Thats great! I'm in CA, and I want to drive down some time to see a launch from Vandenberg.
 
I just noticed something that apparently is nominal, because I reviewed a few previous launches and it occurred as well. If you look at the middle, assuming fill hose, whatever remains in that hose appears to be concentrated enough that it ignites from the exhaust plume. Anyone know what that is?

Here are a couple of pics from today's Iridium 1 launch and a couple from the JCSAT16 and CRS9 launches showing the same phenomenon.







 
Thats great! I'm in CA, and I want to drive down some time to see a launch from Vandenberg.
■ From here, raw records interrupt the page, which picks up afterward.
Issue #320, opened 2023-05-18
Handle "AttestedCertifyInfo" in ActivationParameter checks for TPM2.0 Challenges


juanvallejo:
ActivationParameters currently only supports handling the `tpm2.TagAttestCreation`. Support for `tpm2.TagAttestCertify` is currently missing.

The context behind this change is to add the ability to create an Activation Challenge for a TPM, using AttestedCertify info instead of the currently-supported AttestedCreation info.

None of the current checks against ActivationParameters would change as a result.
The main consequence of this would be that the AIK value used in generating an activation challenge would be [derived from the name digest of an AttesttedCertify structure instead of an AttestedCreation structure](https://github.com/google/go-attestation/blob/master/attest/activation.go#LL242C50-L242C86).

cc @ericchiang

ericchiang:
Does this require a change to the AK the way we generate the AK, or is this specifically only related to the challenge?

Would that look like adding a field to opt into attest certify rather than attest creation? E.g. if we had something like

```go
type AttestationType int

const (
    AttestCreation AttestationType = iota // Default value
    AttestCertify
)
```

Then let you specify that field in ActivationParameters and CertificationParameters, would that work?

https://pkg.go.dev/github.com/google/go-attestation/attest#ActivationParameters
https://pkg.go.dev/github.com/google/go-attestation/attest#CertificationParameters

juanvallejo:
> Does this require a change to the AK the way we generate the AK, or is this specifically only related to the challenge?
This is only specifically to the challenge.

> Would that look like adding a field to opt into attest certify rather than attest creation? E.g. if we had something like
When we parse attestation data using [tpm2.DecodeAttestationData](https://github.com/google/go-tpm/blob/master/tpm2/structures.go#L667), the bytes we initially receive for attestation data should already have a [tag that matches one of the ones already present in the tpm2 library](https://github.com/google/go-tpm/blob/master/tpm2/constants.go#L402) to determine whether we're dealing with AttestedCertify data or AttestedCreation data. So no further changes needed, especially given that the library already recognizes both tag-types we intend to handle here.

ericchiang:
Cool. I will note that one of the explicit goals of this package is to avoid the need to use go-tpm2 directly. So if we add support for verifying a particular challenge type, we should also add support for generating it.

I don't think it makes sense for us to only support verification.

PR #322, opened 2023-05-18
Add support for generating TPM2.0 challenges using AttestedCertifyInfos

juanvallejo:
Fixes: #320.

Adds support for generating an activation challenge using CertificationParameters.
Achieves symmetry with challenge-generation in AttestationParameters, in order to provide a challenge to a TPM to activate a TPM-certified key.

`attest.Activation` currently supports verifying and generating a challenge given attestationData, an EK, an AK, and a signature. In the attestationData, the CreationInfo field is used to further validate and create the resulting challenge.
In this change, `attest.Certification` will now support generating a challenge given attestationData, an EK, a TPM-certified public key, and a signature, in addition to an AK used to verify the certification of the provided public key we are generating an activation challenge for.

cc @ericchiang

### DIFF
--- a/attest/certification.go
+++ b/attest/certification.go
@@ -17,12 +17,14 @@ package attest
 import (
 	"bytes"
 	"crypto"
+	"crypto/rand"
 	"crypto/rsa"
 	"errors"
 	"fmt"
 	"io"
 
 	"github.com/google/go-tpm/tpm2"
+	"github.com/google/go-tpm/tpm2/credactivation"
 	"github.com/google/go-tpm/tpmutil"
 )
 
@@ -60,6 +62,38 @@ type VerifyOpts struct {
 	// Hash is the hash function used for signature verification. It can be
 	// extracted from the properties of the certifying key.
 	Hash crypto.Hash
+}
+
+// ActivateOpts specifies options for the key certification's challenge generation.
+type ActivateOpts struct {
+	// EK, the endorsement key, describes an asymmetric key whose
+	// private key is permanently bound to the TPM.
+	//
+	// Activation will verify that the provided EK is held on the same
+	// TPM as the key we're certifying. However, it is the caller's responsibility to
+	// ensure the EK they provide corresponds to the the device which
+	// they are trying to associate the certified key with.
+	EK crypto.PublicKey
+	// VerifierKeyNameDigest is the name digest of the public key we're using to
+	// verify the certification of the tpm-generated key being activated.
+	// The verifier key (usually the AK) that owns this digest should be the same
+	// key used in VerifyOpts.Public.
+	// Use tpm2.Public.Name() to produce the digest for a provided key.
+	VerifierKeyNameDigest *tpm2.HashValue
+}
+
+// NewActivateOpts creates options for use in generating an activation challenge for a certified key.
+// The computed hash is the name digest of the public key used to verify the certification of our key.
+func NewActivateOpts(verifierPubKey tpm2.Public, ek crypto.PublicKey) (*ActivateOpts, error) {
+	pubName, err := verifierPubKey.Name()
+	if err != nil {
+		return nil, fmt.Errorf("unable to resolve a tpm2.Public Name struct from the given public key struct: %v", err)
+	}
+
+	return &ActivateOpts{
+		EK:                    ek,
+		VerifierKeyNameDigest: pubName.Digest,
+	}, nil
 }
 
 // Verify verifies the TPM2-produced certification parameters checking whether:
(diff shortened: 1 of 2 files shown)


ericchiang (commented):
I think I implied this in https://github.com/google/go-attestation/issues/320, but I don't think it makes sense for go-attestation to support verifying challenges that it can't generate. Is there a reason there's not an associated change to ActivationParameters.Generate()?

Also would it be possible to add a test?

juanvallejo:
> I think I implied this in #320, but I don't think it makes sense for go-attestation to support verifying challenges that it can't generate. 

At least for use-cases I've come across so far, attestation data can be generated by the TPM in different types ([Create & Certify, for example](https://github.com/google/go-tpm/blob/master/tpm2/structures.go#L694)). For now, the https://github.com/google/go-tpm repo supports these two attestation data types, which lends itself to the suggestion to add similar support here to verify attestation data of these two types.

> Is there a reason there's not an associated change to ActivationParameters.Generate()?

There is an associated change in that function, the change is under the specific helper to generate the challenge for TPM 2.0 here: https://github.com/google/go-attestation/pull/322/files#diff-f615933412436eaa513180445920faeaf2cb8cd9ed620eac35f3eaa4012933fcR284

> Also would it be possible to add a test?

Definitely, will add a test.

juanvallejo:
@ericchiang Per the followup offline conversation, I have revised this patch to complete generating an activation challenge for [CertificationParameters](https://github.com/google/go-attestation/blob/master/attest/certification.go#L41).

Initially, my idea was to patch activation.go to support generating an activation challenge for a tpm-created AK as well as 
a tpm-certified public key (our specific use-case).

However, given that CertificationParameters exist independently of `ActivationParameters` and its nested AK `AttestationParameters`, I have decided to add support for generating a similar activation challenge to `CertificationParameters` instead.

attest/certification.go
```diff
@@ -62,6 +64,20 @@ type VerifyOpts struct {
...
+type ActivateOpts struct {
+	// EK, the endorsement key, describes an asymmetric key whose
+	// private key is permanently bound to the TPM.
+	//
+	// Activation will verify that the provided EK is held on the same
+	// TPM as the key we're certifying. However, it is the caller's responsibility to
+	// ensure the EK they provide corresponds to the the device which
+	// they are trying to associate the certified key with.
+	EK crypto.PublicKey
+	// Hash is the hash structure used as
```
ericchiang, line 77: Can you complete the comment here?

Is this required? How does someone compute this value? Does this imply ActivateOpts only supports tpm2?

attest/certification_test.go
```diff
@@ -274,3 +276,72 @@ func testKeyCertification(t *testing.T, tpm *TPM) {
...
+		EK:   eks[0].Public,
+		Hash: pubName.Digest,
+	}
+
+	sk, err := tpm.NewKey(ak, nil)
+	if err != nil {
+		t.Fatal(err)
+	}
+
+	rand := mathrand.New(mathrand.NewSource(123456))
```
ericchiang, line 331: why does this need to be a consistent value and not use a regular rand.Reader? Can you add a comment at the very least?

attest/certification_test.go
```diff
@@ -274,3 +276,72 @@ func testKeyCertification(t *testing.T, tpm *TPM) {
...
 	}
 }
+
+func TestKeyActivationTPM20(t *testing.T) {
+	sim, tpm := setupSimulatedTPM(t)
+	defer sim.Close()
+
+	ak, err := tpm.NewAK(nil)
+	if err != nil {
+		t.Fatal(err)
```
ericchiang, line 286: nit: please include good error messages. it really helps triage failures

t.Fatalf("creating new tpm: %v", err)

(this comment applies to the rest of this function)

juanvallejo:
cc @sblaes

attest/certification_test.go
juanvallejo: Will leave as a regular rand.Reader as it does not have to be a fixed value

attest/certification.go
juanvallejo: Renamed this value to be more descriptive. This value is the name digest of the key we're using to verify certification of the target key being activated. I've added a comment to explain how to derive this value and added a helper to construct an ActivateOpts struct

juanvallejo: > Does this imply ActivateOpts only supports tpm2?

That is correct, [though based on this comment on the existing CertificationParameters](https://github.com/google/go-attestation/blob/master/attest/certification.go#L40), this file currently only supports tpm2

attest/certification_test.go
juanvallejo: Sounds good, added more descriptive errors throughout this function

attest/certification.go
```diff
@@ -157,6 +176,65 @@ func (p *CertificationParameters) Verify(opts VerifyOpts) error {
 	return nil
 }
 
+// NewActivateOpts creates options for use in generating an activation challenge for a certified key.
+// The computed hash is the name digest of the public key used to verify the certification of our key.
+func (p *CertificationParameters) NewActivateOpts(verifierPubKey tpm2.Public, ek crypto.PublicKey) (*ActivateOpts, error) {
```
ericchiang, line 181: This method doesn't seem to use its receiver?

Maybe have this be documentation above the VerifierKeyNameDigest field in ActivateOpts?

```
// Use tpm2.Public.Name() to produce the digest for a provided key. 
```

juanvallejo:
@ericchiang friendly ping on latest changes, wondering if this PR looks good to go?

ericchiang (approved):
Sorry, thanks for the ping. lgtm!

Well, with several more Iridium-NEXT launches from Vandy coming up, you'll have more opportunities soon. Also some other launches from there. The ultimate would be for when they start doing RTLS landings there, so you could get two rocket events for the price of one. The Landing Pad may be done by now, no "official" permission for an RTLS landing there yet. But if SpaceX games things for that like they did for the first RTLS at the Cape, SpaceX won't go for permission long in advance of a planned landing (at least not seek a public reply long in advance), they'll hold things close until shortly before they want to do one.

Also, they can't do RTLS for just any launch, since it requires extra fuel to be able to do a Boost Back burn. The payload mass has to be low enough to allow for enough excess fuel to be left over, to do RTLS. And I do not know for example if the Iridium-NEXT payloads are too heavy to allow for RTLS, or not.

At least they FINALLY got the current version of JRTI to pay for itself today! Technically it's leased and heavily modified, but still.... it finally "caught a lot of money".

I just noticed something that apparently is nominal, because I reviewed a few previous launches and it occurred as well. If you look at the middle, assuming fill hose, whatever remains in that hose appears to be concentrated enough that it ignites from the exhaust plume. Anyone know what that is?

Gaseous oxygen trapped inside. I think that is part of the Liquid Oxygen loading line which fills the second stage (there were a lot of times before launch when gaseous oxygen was vented directly from the vehicle for a few seconds - check the technical webcast from before liftoff). But that is why it burns, leftover gaseous oxygen (even though it goes in as a liquid, once disconnected for launch the remaining liquid oxygen inside begins to boil out into gaseous form. though there may also some still in liquid form in the hose by liftoff.). Pretty common for every launch, a planned expendable item to replace.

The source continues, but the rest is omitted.